America is sinking into an economic quagmire percolated by the Tea Partiers who only hum one tune: small government and few regulations. Their tax plan only benefits the richest Americans and corporations. The post-9/11 greed that has been fueled by deregulation at all levels which the Tea Partiers now support: most prominently in the military, health, and financial sectors. Armed with newly bequeathed freedom and a blank canvas of minimal regulation, corporate America painted an absurdist view of how business in America should be conducted.
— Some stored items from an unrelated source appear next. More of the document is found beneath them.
PR #7062, opened 2020-12-12
[Fix]: Make renderer use alpha in main framebuffer by default

### LINKED ISSUE #6853: Do not default to alpha = false when creating WebGL context
I was trying to find a specific bottleneck in my PixiJS application and I found out that creating the context on my own made a HUGE difference (25-30 ➡️ 60 FPS on a 4K monitor). The difference was that I enabled alpha `alpha: true` when creating the WebGL context.

PixiJS defaults to `alpha: false` if the `transparent` option is not passed:

https://github.com/pixijs/pixi.js/blob/54665ecebe676bd0d89e7ceadabb1badd89c1cbb/packages/core/src/Renderer.ts#L280

### Evidence of this being a performance bottleneck

* https://bugs.chromium.org/p/chromium/issues/detail?id=1045643
* https://github.com/mrdoob/three.js/issues/18338#issuecomment-572531584
* https://bugs.chromium.org/p/chromium/issues/detail?id=1103485

Maybe we want to reevaluate whether `transparent = false` by default?

SukantPal:
Fixes #6853 

##### Description of change

The default value of `transparent` in the renderer options is true now. To prevent canvas from actually looking transparent, the default alpha value in `AbstractRenderer#_backgroundColorRgba` is 1. For the majority of uses, this change will not have any visible affect (but may improve performance b/c non-alpha mode emulation in software is expensive).

##### Pre-Merge Checklist


SukantPal:
Pen: https://codepen.io/sukantpal/pen/LYRxGvW

bigtimebuddy (approved):
Can you double check the Application, Renderer/CanvasRenderer and autoDetectRenderer docs update for transparent?

andrewstart:
Do we also need to change documentation to make it clear how to get a
transparent canvas if you need one?

SukantPal:
* @bigtimebuddy I updated the `transparent` param docs in `Renderer`, `AbstractRenderer`, `autoDetectRenderer`.

* @andrewstart I added a `backgroundAlpha` field to `AbstractRenderer`, so users can make the canvas transparent by setting it to 0 (added this to its doc).

andrewstart (approved):
Thanks, I end up overlaying my canvases over video elements a lot.

ivanpopelyshev (approved):
If we do that, I can finally release stable version of pixi-picture or even integrate it to main pixi repo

The politicians keep an implacably sham patriotic rant of how this is the greatest country on earth (and still is a great country what’s left of it) it hadn’t occurred to them that to keep America great, you must pay a handsome sum. Statistically our great country hasn’t been great in a number of things, whether it is health care, education, infant mortality, standard of living etc.
Corporations have become even more emboldened during the last mid-term election by the Supreme Court decision of Citizen United vs. FEC which basically gives them carte blanche to spend obscene amount of monies on lobbying—monies that are simply out of the realm of average citizens—through special political packs like the American Crossroads GPS, which is able, unfettered, to influence election outcomes: a milieu which was, formerly, the sole domain of the voters (‘of the people, by the people, for the people’ anyone?). Now these corporations are free to write their own policies through their minions (lobbyists), with the politicians of their choosing in their pockets.
Some states decry shortages of budgets; these same states have no qualms about giving their corporate cronies further tax breaks laded on the backs of the average workers and at the cost of education. The tax burden on the richest class of this country is at its lowest in 60 years: yet one still gets an earful about the state of ‘high taxes’ from the same class. The last staggering statistic is that the richest 400 American families own about 50% of the economic assets of this country.
While the middle class is economically a shell of its former hale appearance, even battered and desiccated, it still manages a slight semblance of its economically plump glorious past. In India there is an old saying, “Even a dead elephant is worth a million rupees”. Today, after poaching the mighty elephantine middle class for years, the rich are perched comfortably in their ivory towers, without an iota of concern for their acts. When the dormant but festering sentiments of this large disappearing class awakens, the economic elites had better learn some lessons from history.